Today’s P2.70 per liter price increase for diesel has wiped out five consecutive weeks of rollbacks, Department of Energy data showed.
This is the second consecutive week of upward adjustment in domestic pump prices, with an increase of as much as P2.90 per liter for kerosene and P0.80 per liter for gasoline as the country’s net oil import bill more than doubled to $9.705 billion in the first six months.
Oil firms last week raised the price of diesel by P6.85 per liter, kerosene by P3.50 per liter, and gasoline by P1.20 per liter.
This week’s price increase offset the five-week rollback, resulting in a net increase of P.070 for diesel, and a net decrease of P3.10 for gasoline and P3.55 for kerosene.
Data from the DOE showed that Dubai crude went up by $2.11 per barrel to $93.28 per barrel last week from $91.17 per barrel last week.

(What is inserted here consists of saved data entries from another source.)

PR #2415, opened 2024-02-23
Upgrade repoID to int64, because that's the size from GitHub

evankanderson:
# Summary

Changes the stored and protocol repoID to be `int64` size instead of `int32` size.  [`go-github` uses an `int64` for this field](https://pkg.go.dev/github.com/google/go-github/v31/github#Repository), and GitHub doesn't guarantee the int size, which appears to be sequential and was 734857594 for a recently-created repo.

## Change Type

# Testing

Ran `go test ./...` and ensured no compilation errors.  This should include an up-migration, but not a down-migration (which seems scary to me).

# Review Checklist:


puerco (approved):

JAORMX (approved):
Let's go for this now. Though I'm the future we'd anyway switch the repo id to be a string to match formats for other providers

dmjb (approved):

rdimitrov (approved):

PR #4, opened 2017-12-13
Add initial Travis CI curation file integration

mynameistechno:
First stab at build script that validates yaml files. Adds initial travis CI config as well.


mynameistechno:
Not sure if we can hide all the other log output but I was able to pretty print yaml and add some colors too make it pop out more. Failures will be red text.

image

PR #22, opened 2017-12-28
Update redie.yaml

jeffmcaffer:


fossygirl:
@capfei Please sanity check this @jeffmcaffer change otherwise we'll close if it's not good :-)

capfei:
It looks like a test submission. Closing again.

PR #93, opened 2018-08-24
AE49_180824_232949.367

AE49:
Add MIT (https://github.com/mono/guiunit/blob/master/LICENSE.txt)


capfei:
@AE49 The package does not have a declared a license and I cannot find one in the source. Can you point me to where it is?

fossygirl:
This is under a Microsoft EULA, closing.

PR #144, opened 2018-08-25
AE49_180825_092849.875

AE49:
Add MIT (https://github.com/Microsoft/ManagedEsent/blob/master/LICENSE.md)


capfei:
The NuGet page states MS-PL. Can you point me to where it states MIT for this version? I'm not seeing it.

AE49:
The license link on NuGet says "MS-PL" but when you click on it, there is no MS-PL license text and instead it says the project moved to GitHub and the MIT license is there. If MS-PL was what governed when the package was release then that seems right.

capfei:
Updated the PR and merging. Thank you!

DOE director for the oil industry management bureau Rino Abad said consumers can expect pump prices to continue rising because of the decision by the Organization of the Petroleum Exporting Countries (OPEC) and its allies to cut production by 2 million barrels per day starting next month.
“Oil prices will continue to go up. The only way that will be reversed is if OPEC+ cannot fulfill its announcement to cut production,” Abad said.
Ahead of the production cut, President Ferdinand Marcos Jr. is proposing to source fuel from other countries such as Russia to secure the country’s oil supply requirements, Energy Secretary Raphael Lotilla said.
“Our downstream oil industry is in the hands of the private sector, but it always pays to encourage them to source from the most competitive sources, including Russia,” Lotilla said.
OPEC+ announced a production cut of two million barrels per day starting next month to push up oil prices which dropped slightly above $80 per barrel from a high of $120 per barrel in the previous months due to global recession fears.
Several transport groups have reiterated their plea for the government to suspend the collection of excise tax on petroleum products for three to four months.
Federation of Jeepney Operators and Drivers Association of the Philippines president Ricardo Rebaño said the suspension is a “win-win solution,” noting that it is a better solution than imposing another round of fare hike that will merely burden the commuters.
Following the signing of Republic Act 10963 or the Tax Reform for Acceleration and Inclusion (TRAIN Law), the government is currently imposing an excise tax rate of P10 per liter for gasoline and P6 per liter for diesel.